Aim of the exercise: Check each line of the records below for the string "current", then state how many lines contain it, with no other output.

Stored data:

PR #386, opened 2016-06-11
Convert JS to TS

luisvt:


SBoudrias:
Hi, thanks for your interest, but I have no plan to change the core language of inquirer.

PR #387, opened 2016-06-17
feat(example/hierarchical): Added an example of hierarchical flow

kaustavha:
Hi there,
This is an example of hierarchical flow using inquirer.
e.g. 
```
A - B1 - C1
       \
         B2 - C2
```
Its kind of trivial since deriving this from other examples is easy, but I was looking for something like that for a second.


SBoudrias:
Thanks!

PR #388, opened 2016-06-19
Fix `subscribe` example in README

GeorgeTaveras1231:
After some debugging, found that the `process` attribute is nested under `ui`


SBoudrias:
Oh yeah, missed that :(

Thanks for the PR!

Issue #99, opened 2014-03-01
Add support for multiline input


brianweil:
I would like to add support for multiple lines of text in the input type. I use the prompt for commit messages and sometimes one line is not enough. The UI could be as simple as pressing shift+enter to move to the next line of input. Feedback from the contributors is welcome and appreciated.

jameswomack:
This would be great for doing things like blog posts from the command-line. Hexo would do well to integrate this.

RonaldTreur:
Just to make sure this stays on the radar: +1

adjohnson916:
+1 Any updates on this? I support the `Shift`+`Enter` idea, either as a default to insert newline on any option, or swapped for `Enter` behavior which instead inserts newline on options explicitly configured as multiline.

SBoudrias:
@adjohnson916 PR welcomed.

SBoudrias:
This is now shipped with `v1.1.0`

0phoff:
I know there is editor support, but is there any chance that you will also support multiline?
I prefer would prefer multiline over editor for my application.

Multiline should allow the user to enter multiple lines, and close when it encounters an empty line (or line with only a dot) or when the user presses CTRL+D.
At least that is the standard behaviour across various command line applications I use.

I tried to look at your code to implement it myself, but I don't really understand how to implement a custom prompt... Is there any documentation or tutorial?

aleclarson:
I have a working implementation [here](https://github.com/aleclarson/inquirer/commit/3b5c14efa29be0efb4c713c40e9b7225822c9739). It adds a `multiline` option to `input` prompts.

I don't think it will merge cleanly into this repository, because I made other changes. But you could try if you're desperate.

KoStard:
Has this feature been merged? I don't see how to receive multi-line input from the user from terminal without opening external windows.

```
import { input } from '@inquirer/prompts';

const answer = await input({
  message: 'Enter a description',
  multiline: true,
});
console.log(answer);
```

I tried this, but it only accepted one line. Also I don't see anything about multiline support in the homepage: https://github.com/SBoudrias/Inquirer.js

I think this issue can be reopened to track the interest in this request.

SBoudrias:
Hi @KoStard, the multi-line comes through the `editor` prompt. There's been some more recent talk over here too https://github.com/SBoudrias/Inquirer.js/discussions/1583 (I'm open to improving this, but transparently, it's not on my todo list ATM. So it's up for the taking.)

PR #389, opened 2016-06-23
Implemented editor input support. (Originally multiline) 

mrkmg:
Uses env VISUAL, EDITOR, or notepad(windows) or vim(linux)

Addresses #99 

I was not sure if I should add the multiline option to the "Objects" -> "Question" section of the readme.

I also am not sure how to write a test for this, although I am very willing to (as the Contributing sections notes). Looking for input from @SBoudrias on how to implement a test.

### DIFF
--- a/test/specs/prompts/editor.js
+++ b/test/specs/prompts/editor.js
@@ -9,7 +9,7 @@ describe('`editor` prompt', function () {
   beforeEach(function () {
     this.previousVisual = process.env.VISUAL;
     // Writes the word "testing" to the file
-    process.env.VISUAL = 'node test/helpers/write.js testing';
+    process.env.VISUAL = 'node ./test/bin/write.js testing';
     this.fixture = _.clone(fixtures.editor);
     this.rl = new ReadlineStub();
   });
@@ -25,7 +25,7 @@ describe('`editor` prompt', function () {
     this.rl.emit('line', '');
 
     return promise.then(function (answer) {
-      expect(answer).to.equal('testing');
+      return expect(answer).to.equal('testing');
     });
   });
 });
--- a/test/specs/prompts/editor.js
+++ b/test/specs/prompts/editor.js
@@ -8,7 +8,8 @@ var Editor = require('../../../lib/prompts/editor');
 describe('`editor` prompt', function () {
   beforeEach(function () {
     this.previousVisual = process.env.VISUAL;
-    process.env.VISUAL = 'truncate --size 0';
+    // Writes the word "testing" to the file
+    process.env.VISUAL = 'node test/helpers/write.js testing';
     this.fixture = _.clone(fixtures.editor);
     this.rl = new ReadlineStub();
   });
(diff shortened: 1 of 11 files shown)


SBoudrias:
I think the multiline input should be it's own prompt. How it work is very different then how the input one is working.

mrkmg:
I am willing to do that! Do you have a preference on naming? Maybe add a type called "editor"?

SBoudrias:
@mrkmg oh, maybe just `multiline`?

mrkmg:
I think `editor` makes the most sense, since it's not really `multiline`, its a completely different paradigm. This feels more correct because `multiline` to me implies that it would be more like `input` but with multi-line support, where `editor` is more descriptive of what is actually happening.

mrkmg:
Also, I am going to omit the .png for the new type so it can be made on the same system with terminal colors as the rest of them (and be hosted in the same dropbox account).

SBoudrias:
@mrkmg no worries about the screenshots

mrkmg:
Please look at the test, as it is using the Linux command `truncate` to alter the tempFile to verify that the $VISUAL is actually getting called. It was the most simple way I could think to test that the VISUAL is actually getting called.

mrkmg:
It appears spawnSync is not available in node .10

Going to look into implementing with async spawn.

mrkmg:
There is a problem with using spawn. I implemented it, but about half of my keypresses are absorbed by the node script and not sent to the editor. Now using a polyfill for spawnSync. Should be good for review.

mrkmg:
@SBoudrias I have wrote a new package to handle the external editor by itself and then used that package in Inquirer. That way people can use just the editor if they want. This removes the complexity from Inquirer. The tests still verify that everything is working correctly. I also updated the output to not output the multiline output as it could be very large and take away from the beauty of Inquirer. If this should be changed back, let me know. 

Also, your very welcome for the PR. I am love Inquirer and use it on a couple projects.

test/specs/prompts/editor.js
```diff
@@ -0,0 +1,45 @@
...
+  });
+
+  afterEach(function () {
+    process.env.VISUAL = this.previousVisual;
+  });
+
+  it('should use raw value from the users editor', function (done) {
+    var input = new Editor(this.fixture, this.rl);
+
+    input.run().then(function (answer) {
```
SBoudrias: Can you return the promise instead of using done (like the second test).

test/specs/prompts/editor.js
```diff
@@ -0,0 +1,45 @@
...
+var _ = require('lodash');
+var ReadlineStub = require('../../helpers/readline');
+var fixtures = require('../../helpers/fixtures');
+
+var Editor = require('../../../lib/prompts/editor');
+
+describe('`editor` prompt', function () {
+  beforeEach(function () {
+    this.previousVisual = process.env.VISUAL;
+    process.env.VISUAL = 'truncate --size 0';
```
SBoudrias: Any things we could do to get some input back to the prompt? It'd be nice if we could `expect(answer).to.equal('dummy answer');`.

The empty string is not super insightful in this case :(

SBoudrias:
The feature LGTM. Some minor reviews on the testing itself.

mrkmg:
Something weird with the test. Trying to figure out whats going on...

SBoudrias:
Awesome!!

Issue #264, opened 2015-07-30
Prompt.prototype.prefix is not used in getQuestion


juancoen:
In this line (https://github.com/SBoudrias/Inquirer.js/blob/v0.9.0/lib/prompts/base.js#L169), the call to prefix was changed with:

```
chalk.green('?')
```

In version 0.8.5, the prefix function was being used. Is there a reason for not using it anymore?

Thanks!

SBoudrias:
Yeah, I'm removing all the crust around the huge classes so it can easily be exported to a standalone module.

Not sure what I want to do about prefixes/suffixes yet.

juancoen:
it would be nice to make prefix and suffix configurable, can that be done in other way?

jsonmaur:
I agree with this, I don't like having the `?` suffix for each question asked, especially when it doesn't go along with my UI. It really should be configurable so I can remove it. @SBoudrias is this something that you'd take a PR for? I'd be happy to do it.

SBoudrias:
@jsonmaur Well, it depends on the solution implemented.

What do you have in mind?

jsonmaur:
@SBoudrias Maybe just a `messagePrefix` option on the question object that would default to `?`. Seems like you could just add it as a default at `lib/prompts/base.js` line 21, then just reference it in `Prompt.prototype.getQuestion`. But that's from me looking at the code for all of 5 minutes, haha.

That may get tedious to set the prefix on every question, so maybe a second parameter passed to `inquirer.prompt` could be global options (unless that's reserved for a callback). That could be useful for more than just setting the prefix, such as defining a global validators, etc. Thoughts?

jsonmaur:
Any update on this? My ideas above may be overkill, but I need to at least hide it. My current solution is really hacky (overriding the `getQuestion` prototype with my own function).

SBoudrias:
@jsonmaur maybe we could set it up as a constant `inquirer.PREFIX` or something similar. Then it could be replaced without too much trouble and without adding extra API surface to the prompt method.

jsonmaur:
That would work. With that in mind, it would also be nice to provide a way to customize prefixes for other things such as validation error messages, prompt arrows, checkboxes, etc. Maybe a list of several different constants, or having the `PREFIX` constant accept an object map?

SBoudrias:
@jsonmaur an object map would be better.

heylookltsme:
[...]

PR #390, opened 2016-06-27
Adds customizable checkbox formatting.

mbleigh:
I like Inquirer, but I'm not a fan of the radio button format for checkboxes. This PR adds a configurable `format` option to checkbox types that lets you specify your own formats.

I'd be happy to write a test for this but I couldn't figure out how to get it to print the prompt and then read the output.


SBoudrias:
See the discussion at https://github.com/SBoudrias/Inquirer.js/issues/264 for a better solution to the issue.

PR #404, opened 2016-08-08
Update README.md

walfly:
@SBoudrias could be mistaken, but it doesn't look like 'ui' is a property of the return value from the prompt method.  It seems that the "process" property you want to subscribe to is a top-level property.


SBoudrias:
Thanks

PR #415, opened 2016-08-30
Ensure provided options aren't overwritten on successive prompt calls

### LINKED ISSUE #414: Calling a custom prompt module repeatedly fails
While building out some of the behavior for https://github.com/TryGhost/Ghost-CLI, I noticed some odd behavior regarding a custom prompt module.

In short, calling a custom prompt module multiple times breaks the internal output stream for the prompt.

Take this code:
```js
var inquirer = require('inquirer'),
    prompt = inquirer.createPromptModule({
        input: process.stdin,
        output: process.stdout
    });

prompt([{
    type: 'confirm',
    name: 'test',
    message: 'Testing 1'
}]).then(function (values) {
    console.log(values.test);

    return prompt([{
        type: 'confirm',
        name: 'test2',
        message: 'Testing 2'
    }]);
}).then(function (values) {
    console.log(values.test2);
});
```

When that is run, the first prompt ("Testing 1") will appear correctly. However, once the user has responded to the first prompt, the second prompt does not appear. The program does wait as if the the prompt is _supposed_ to appear, leading me to believe it's an issue with how the output stream is handled. Also to note is that typing `Y` or `n` when the second prompt should be there works - as the `console.log` in the second then block outputs the correct result (so it appears that stdin works just fine).

If the code above is switched from using the prompt to using `inquirer.prompt` it runs fine.

Will have a look at the code later on today or tomorrow hopefully and see if I can come up with a fix.

acburdine:
closes #414
- fix issue with custom prompt modules on successive calls

### DIFF
--- a/lib/ui/baseUI.js
+++ b/lib/ui/baseUI.js
@@ -54,14 +54,16 @@ function setupReadlineOptions(opt) {
   opt = opt || {};
 
   // Default `input` to stdin
-  opt.input = opt.input || process.stdin;
+  var input = opt.input || process.stdin;
 
   // Add mute capabilities to the output
   var ms = new MuteStream();
   ms.pipe(opt.output || process.stdout);
-  opt.output = ms;
+  var output = ms;
 
   return _.extend({
-    terminal: true
-  }, opt);
+    terminal: true,
+    input: input,
+    output: output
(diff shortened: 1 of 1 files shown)


SBoudrias:
Thanks!

PR #1087, opened 2022-02-21
chore: add example for a simple regex match on an input

lukeocodes:
I hope you don't mind. I thought examples/ could do with a few more basic prompts in there. This is the first of a few I was thinking of. I will PR the others when I get time.

### DIFF
--- a/packages/inquirer/examples/regex-validate-input.js
+++ b/packages/inquirer/examples/regex-validate-input.js
@@ -1,0 +1,26 @@
+/**
+ * Filter and validate progress example
+ */
+
+'use strict';
+const inquirer = require('..');
+
+/* eslint-disable no-promise-executor-return */
+const questions = [
+  {
+    type: 'input',
+    name: 'api_key',
+    message: 'Please enter a valid API key.',
+    validate(input) {
+      return Promise.resolve().then(() => {
+        if (!!input.match(/([a-f0-9]{40})/g)) {
+          return true;
+        } else throw "Please provide a valid API key.";
+      });
+    },
+  },
+];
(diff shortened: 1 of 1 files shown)


packages/inquirer/examples/regex-validate-input.js
```diff
@@ -0,0 +1,26 @@
...
+
+/* eslint-disable no-promise-executor-return */
+const questions = [
+  {
+    type: 'input',
+    name: 'api_key',
+    message: 'Please enter a valid API key.',
+    validate(input) {
+      return Promise.resolve().then(() => {
+        if (!!input.match(/([a-f0-9]{40})/g)) {
```
SBoudrias, line 16:
```suggestion
        if (/([a-f0-9]{40})/g.test(input)) {
```

Getting the type we want directly instead

SBoudrias:
Any reason to return a Promise in the example since the effective check is synchronous?

lukeocodes:
> Any reason to return a Promise in the example since the effective check is synchronous?

It seemed to suggest it preferred a promise as a response! I will change it

SBoudrias:
Yes and no, maybe examples are often async to be more easily extendable. Not against keeping the promise there, I was just wondering the rationale.

lukeocodes:
I think it is easier to understand without the promise so I've switched it.

lukeocodes:
Can you approve the workflow and i'll resolve the linting from the latest version. Thanks!

SBoudrias (approved):

SBoudrias:
🎉 thanks!

PR #1089, opened 2022-03-01
fix input of "rawlist"

RobInNYC:
This fixes a bug in the input processing of "rawlist". To reproduce the bug:

- Run a rawlist configuration
- Use the arrow keys to select an item
- Then use the number keys to enter a specific item, and press enter
- Get an "invalid option" error

Because the arrow keys record the selected index on the input line, when the user enters a specific index, an ultimately invalid index is processed by the code.

This works around that by not using the input line to record the selected index when using arrow keys. Instead it records the selected index in a private variable.


SBoudrias:
Thanks!

PR #1100, opened 2022-04-03
Add inquirer-interrupted-prompt plugin into readme

lnquy065:
Available at https://github.com/lnquy065/inquirer-interrupted-prompt
Turning any existing inquirer and its plugin prompts into prompts that can be interrupted with a custom key.


SBoudrias (approved):

SBoudrias:
Thanks!

PR #1103, opened 2022-04-18
Support negative float numbers

Felipe-BP:
I added a support for negative float numbers into number prompt by adjusting the regex. Also I added the unit test for this case.


SBoudrias:
Makes sense 😄 thanks!

PR #1104, opened 2022-04-22
Mention inquirer-tree-prompt in README

insightfuls:
This is pretty self-explanatory. I made a plugin which users might like to know about.


SBoudrias:
👏🏻 thanks!

PR #1106, opened 2022-04-24
fix: port breakLines to wrap-ansi

### LINKED ISSUE #304: Use wrap-ansi to force wrap lines
Should simplify the code by a great amount https://github.com/chalk/wrap-ansi

### LINKED ISSUE #1014: Using `terminal-link` causes question text to get broken into two lines
Hi everybody..

So I tried to use the [`terminal-link`](https://www.npmjs.com/package/terminal-link) package to create a link in one of the questions in my wizard, and what happens is the text gets broken into two lines (the red arrow):

image

If I do a regular `console.log`, everything seems to be printed correctly (green arrow).

Not sure if this is related to Inquirer.js or not.

I searched the issues and found there was an issue with a child dependency before, but it seems that was resolved and it didn't have much to do with this issue.

Anyone have any ideas on how to debug this maybe?

Thank you!

---
`terminal-link` version: `2.1.1`
` Inquirer.js` version: `8.0.0`

starpit:
This PR addresses incorrect line wrapping with `terminal-link`. It does so by employing the `wrap-ansi` npm.

Fixes #1014
Fixes #304

To the reviewers: I wasn't sure whether we should pass the [hard](https://github.com/chalk/wrap-ansi#hard) option to `wrap-ansi`:

> By default the wrap is soft, meaning long words may extend past the column width. Setting this to true will make it hard wrap at the column width.

If inquirer needs hard wrapping (in which case I assume wrap-ansi may split long words at arbitrary points in order to avoid overflow), we can easily add that to this PR.

### DIFF
--- a/package.json
+++ b/package.json
@@ -44,8 +44,5 @@
   "jest": {
     "coverageDirectory": "./coverage/",
     "collectCoverage": true
-  },
-  "dependencies": {
-    "wrap-ansi": "^7.0.0"
   }
 }
--- a/package.json
+++ b/package.json
@@ -45,5 +45,7 @@
     "coverageDirectory": "./coverage/",
     "collectCoverage": true
   },
-  "dependencies": {}
+  "dependencies": {
+    "wrap-ansi": "^7.0.0"
+  }
 }
--- a/packages/core/lib/utils.js
+++ b/packages/core/lib/utils.js
@@ -1,3 +1,5 @@
+const wrapAnsi = require('wrap-ansi');
+
 /**
  * Force line returns at specific width. This function is ANSI code friendly and it'll
  * ignore invisible codes during width calculation.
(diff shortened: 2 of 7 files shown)


SBoudrias:
Thanks for sending a PR; this looks very promising.

We'll need the `hard` option as terminal line returns are unfortunately messing up cursor position detection; which is why we implemented the `breakLines` feature in the first place.

package.json
```diff
@@ -45,5 +45,7 @@
     "coverageDirectory": "./coverage/",
     "collectCoverage": true
   },
-  "dependencies": {}
```
SBoudrias, line 48: This dependency must be added inside `packages/inquirer/package.json` (that's because this project is a monorepo)

SBoudrias:
Would you mind also addressing the new screen manager located at `/packages/core/lib/screen-manager.js`?

starpit:
Thanks for the great feedback. I have made the requested changes. Let me know if you need me to squash the commits. Not sure how of your preference, so i left them unsquashed for now.

package.json
starpit: thanks. i also added it to packages/core/package.json

SBoudrias (approved):
LGTM!

One extra thing if you have some time and don't mind, it'd be great to include a demo with terminal-link. I think it'll be hard to write an automated test; so at least a demo would help validate and caught regression when doing manual checks pre-releases.

starpit:
Sure, i'll add an example. I'll have to use terminal@2, since terminal@latest is ESM-only.

starpit:
## Expected line breaks (with this PR)
terminal-link correct line breaks

## Buggy line breaks (prior to this PR)
terminal-link bad line breaks

SBoudrias:
Awesome! Thanks a ton for following through with everything 🎉

PR #1108, opened 2022-04-27
fix: breakLines regression versus paginated content

starpit:
[This PR](https://github.com/SBoudrias/Inquirer.js/pull/1106) updated `breakLines` to use `wrap-ansi`. However, in doing so, we broke the paginator. It assumes that the return value will be of the same length as the original array, but that broken lines will be subarrays.


SBoudrias (approved):
Oh interesting... 🤦🏻 not exactly the most straightforward interface

PR #1109, opened 2022-05-01
Minimize lodash load

starpit:
This PR replaces the use of the monolithic `lodash` dependence with the much lighter node modules that offer selective functionality.

It also removes lodash from packages/core/package.json. I don't see any use of it there, so it seems that we can elmininate it entirely from that package.json?

I realize that the goal is to switch over to packages/core and away from packages/inquirer, but this seems like a simple enough way to help tide us over a bit longer?

A full lodash install is 4.9M:
```
1.6M	node_modules/lodash/fp
4.9M	node_modules/lodash
```

Whereas the selective lodash modules add up to 340k:
```
 60K	node_modules/lodash.clone
 40K	node_modules/lodash.set
 76K	node_modules/lodash.map
 76K	node_modules/lodash.filter
 36K	node_modules/lodash.get
 16K	node_modules/lodash.isplainobject
 32K	node_modules/lodash.defaults
```


SBoudrias:
Hi, thanks for sending a PR. But that's being discussed many times, and the chances of lodash being installed/cached on a user computer are higher than each of those sub-modules. And so we think for most users, the current version is preferable. We've already updated to only load the JS required from lodash to reduce import time cost; I think this optimization is enough - and it's also easier to maintain the dependencies.

starpit:
Respectfully disagree, but thanks for the consideration.

PR #1112, opened 2022-05-13
WIP Setup typescript

SBoudrias:
Starting a migration to TS file by file.

Happy to receive some help wrapping up some errors or migrating more files. Just send PR targeting this branch for now.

Task solution: 2